(Collected data)

------------------------------------------------------------

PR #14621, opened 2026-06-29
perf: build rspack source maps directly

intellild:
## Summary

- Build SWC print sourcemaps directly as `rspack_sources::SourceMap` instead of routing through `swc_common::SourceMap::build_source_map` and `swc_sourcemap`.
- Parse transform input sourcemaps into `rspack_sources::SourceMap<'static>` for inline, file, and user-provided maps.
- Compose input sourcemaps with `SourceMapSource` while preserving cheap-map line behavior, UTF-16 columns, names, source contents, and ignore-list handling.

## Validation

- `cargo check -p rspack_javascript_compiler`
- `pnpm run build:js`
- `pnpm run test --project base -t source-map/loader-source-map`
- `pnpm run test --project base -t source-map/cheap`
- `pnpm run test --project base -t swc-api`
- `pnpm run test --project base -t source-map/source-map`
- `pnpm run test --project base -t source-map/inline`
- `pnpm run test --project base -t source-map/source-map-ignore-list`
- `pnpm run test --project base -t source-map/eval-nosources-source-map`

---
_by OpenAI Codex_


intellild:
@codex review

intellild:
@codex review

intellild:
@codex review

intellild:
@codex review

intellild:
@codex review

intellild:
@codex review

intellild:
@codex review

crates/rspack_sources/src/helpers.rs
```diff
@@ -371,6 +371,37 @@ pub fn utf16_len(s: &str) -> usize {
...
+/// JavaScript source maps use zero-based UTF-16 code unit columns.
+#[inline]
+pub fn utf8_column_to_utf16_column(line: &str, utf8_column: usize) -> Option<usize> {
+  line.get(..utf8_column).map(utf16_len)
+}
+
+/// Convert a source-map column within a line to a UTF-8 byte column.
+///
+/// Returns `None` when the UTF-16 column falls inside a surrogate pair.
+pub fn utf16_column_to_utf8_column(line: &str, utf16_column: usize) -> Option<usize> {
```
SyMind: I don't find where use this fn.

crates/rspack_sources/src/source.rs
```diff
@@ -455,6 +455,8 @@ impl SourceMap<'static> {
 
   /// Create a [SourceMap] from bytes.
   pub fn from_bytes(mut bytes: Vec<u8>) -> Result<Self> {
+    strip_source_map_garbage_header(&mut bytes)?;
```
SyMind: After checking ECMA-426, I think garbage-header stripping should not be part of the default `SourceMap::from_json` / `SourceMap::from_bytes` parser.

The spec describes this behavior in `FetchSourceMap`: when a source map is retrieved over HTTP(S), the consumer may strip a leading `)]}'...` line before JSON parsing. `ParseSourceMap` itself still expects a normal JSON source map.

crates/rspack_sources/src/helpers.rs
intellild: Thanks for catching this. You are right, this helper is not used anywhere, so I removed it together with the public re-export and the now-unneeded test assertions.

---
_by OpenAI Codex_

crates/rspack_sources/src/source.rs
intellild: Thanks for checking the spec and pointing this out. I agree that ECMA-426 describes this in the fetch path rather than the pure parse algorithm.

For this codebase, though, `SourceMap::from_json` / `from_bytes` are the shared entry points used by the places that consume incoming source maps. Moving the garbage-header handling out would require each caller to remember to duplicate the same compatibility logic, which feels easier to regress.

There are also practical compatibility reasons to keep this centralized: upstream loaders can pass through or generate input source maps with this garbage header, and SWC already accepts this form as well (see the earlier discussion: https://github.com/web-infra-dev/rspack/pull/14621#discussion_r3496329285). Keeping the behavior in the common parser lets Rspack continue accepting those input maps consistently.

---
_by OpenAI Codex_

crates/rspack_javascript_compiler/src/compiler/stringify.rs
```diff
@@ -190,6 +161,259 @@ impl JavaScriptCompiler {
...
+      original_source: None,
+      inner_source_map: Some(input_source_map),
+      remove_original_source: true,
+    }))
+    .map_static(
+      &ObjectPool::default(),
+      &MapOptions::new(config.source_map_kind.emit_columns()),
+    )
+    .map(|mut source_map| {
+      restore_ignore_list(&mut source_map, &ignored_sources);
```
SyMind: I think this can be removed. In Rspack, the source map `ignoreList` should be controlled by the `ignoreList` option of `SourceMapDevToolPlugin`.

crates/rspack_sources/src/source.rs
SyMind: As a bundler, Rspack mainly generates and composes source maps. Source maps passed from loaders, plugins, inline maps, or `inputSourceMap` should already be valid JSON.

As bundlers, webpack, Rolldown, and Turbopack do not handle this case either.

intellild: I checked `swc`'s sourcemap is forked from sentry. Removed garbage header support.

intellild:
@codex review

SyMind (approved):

------------------------------------------------------------

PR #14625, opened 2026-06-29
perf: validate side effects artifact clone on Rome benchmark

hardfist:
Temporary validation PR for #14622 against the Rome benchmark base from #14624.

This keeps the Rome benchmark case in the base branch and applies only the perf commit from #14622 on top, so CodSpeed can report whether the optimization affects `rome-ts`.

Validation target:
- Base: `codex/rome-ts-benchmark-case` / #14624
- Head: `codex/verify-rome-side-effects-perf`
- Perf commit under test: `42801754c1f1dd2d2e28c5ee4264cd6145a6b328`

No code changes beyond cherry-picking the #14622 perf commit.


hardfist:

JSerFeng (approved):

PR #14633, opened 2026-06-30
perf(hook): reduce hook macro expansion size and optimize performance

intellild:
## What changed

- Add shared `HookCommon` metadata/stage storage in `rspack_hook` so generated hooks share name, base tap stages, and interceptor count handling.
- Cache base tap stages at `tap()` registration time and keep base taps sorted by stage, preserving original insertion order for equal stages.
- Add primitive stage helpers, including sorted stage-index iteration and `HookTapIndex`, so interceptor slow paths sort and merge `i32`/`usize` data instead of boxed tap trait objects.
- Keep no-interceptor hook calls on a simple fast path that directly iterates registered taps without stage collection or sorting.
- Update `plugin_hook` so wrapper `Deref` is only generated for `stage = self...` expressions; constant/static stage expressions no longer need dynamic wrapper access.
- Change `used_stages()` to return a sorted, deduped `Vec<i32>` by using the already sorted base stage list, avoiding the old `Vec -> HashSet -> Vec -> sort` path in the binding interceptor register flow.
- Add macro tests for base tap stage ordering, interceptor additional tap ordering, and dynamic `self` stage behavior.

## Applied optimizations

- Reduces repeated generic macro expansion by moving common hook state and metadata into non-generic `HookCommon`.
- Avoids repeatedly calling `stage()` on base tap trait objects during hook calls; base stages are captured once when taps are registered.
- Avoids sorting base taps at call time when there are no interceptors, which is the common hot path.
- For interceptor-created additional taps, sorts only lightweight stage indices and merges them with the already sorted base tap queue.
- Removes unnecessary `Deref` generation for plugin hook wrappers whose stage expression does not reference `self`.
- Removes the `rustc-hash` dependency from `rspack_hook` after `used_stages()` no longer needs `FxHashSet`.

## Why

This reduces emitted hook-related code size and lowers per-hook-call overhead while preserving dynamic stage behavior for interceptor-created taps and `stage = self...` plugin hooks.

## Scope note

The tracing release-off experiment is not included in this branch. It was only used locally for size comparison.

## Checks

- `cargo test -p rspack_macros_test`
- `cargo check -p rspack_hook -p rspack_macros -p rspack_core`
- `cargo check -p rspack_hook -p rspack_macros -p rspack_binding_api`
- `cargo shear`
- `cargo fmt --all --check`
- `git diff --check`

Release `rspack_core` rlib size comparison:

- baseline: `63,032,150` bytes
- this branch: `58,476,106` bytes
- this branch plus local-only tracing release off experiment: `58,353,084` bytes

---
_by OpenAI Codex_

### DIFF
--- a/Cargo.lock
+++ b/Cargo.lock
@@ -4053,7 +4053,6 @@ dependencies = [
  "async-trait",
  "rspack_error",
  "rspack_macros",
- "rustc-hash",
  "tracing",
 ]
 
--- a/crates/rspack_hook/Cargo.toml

------------------------------------------------------------

→ Try it: Collect each line of the entries that has the word "describes", copying it in full.

→ Worked solution:
The spec describes this behavior in `FetchSourceMap`: when a source map is retrieved over HTTP(S), the consumer may strip a leading `)]}'...` line before JSON parsing. `ParseSourceMap` itself still expects a normal JSON source map.
intellild: Thanks for checking the spec and pointing this out. I agree that ECMA-426 describes this in the fetch path rather than the pure parse algorithm.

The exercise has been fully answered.